They are both acyclic, after all!
Answer
Cat File: RCU
The previous section showed how smp_mb() can restore
sequential consistency.
However, as Jade noted, synchronize_rcu() is even stronger
still, and therefore requires even more cat-file code.
The final portion of the cat file therefore covers RCU relationships.
Quick Quiz 13:
Say what???
How can anything possibly be stronger than sequential consistency???
Answer
RCU's fragment of the cat file is as follows:
1 (* Propagation between strong fences *)

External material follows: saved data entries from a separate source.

Issue #1120, opened 2022-08-06
github actions is slow


Akuli:
It takes quite a while for the CI to finish when making a pull request. Much of the time is spent in `pip install`. Maybe we should pass `cache: 'pip'` to the setup-python action? https://github.com/actions/setup-python#caching-packages-dependencies

Akuli:
Still pretty slow, but I can't think of easy ways to speed it up further.

PR #1129, opened 2022-08-08
github actions: Enable pip cache

Akuli:
Might help with #1120


Akuli:
Closing and reopening to run CI again, so I can see if it's any faster.

Akuli:
pip install still takes 1.5min on windows. I will try installing `wheel` so it can build and cache wheels

Akuli:
Now `pip install` on Windows is between 12sec and 16sec.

2 let basic = hb* ; cpord* ; fre? ; propbase* ; rfe?
3
4 (* Chains that can prevent the RCU guarantee *)
5 let s-link = sync ; basic
6 let c-link = po ; crit^-1 ; po ; basic
7 let rcu-path0 = s-link |
8 (s-link ; c-link) |
9 (c-link ; s-link)
10 let rec rcu-path = rcu-path0 |
11 (rcu-path ; rcu-path) |
12 (s-link ; rcu-path ; c-link) |
13 (c-link ; rcu-path ; s-link)
14
15 irreflexive rcu-path as rcu
Line 2 defines the “basic” relationship,
which orders smp_mb(), synchronize_rcu(), and
RCU read-side critical sections.
The ordering of smp_mb() is handled implicitly within
the definitions of the component relationships that have been
unioned together to form “basic”.
Quick Quiz 14:
But “basic” could be the empty relationship,
so that it would directly connect what preceded it with what followed it.
How can that be right?
Answer
Line 5 defines the “s-link”
(synchronize_rcu() link) relationship to be an RCU
grace period followed by some sequence of operations that provides
ordering.
Similarly, line 6 defines the “c-link”
(critical-section link) relationship to be an RCU read-side critical section
followed by some sequence of operations that provides ordering.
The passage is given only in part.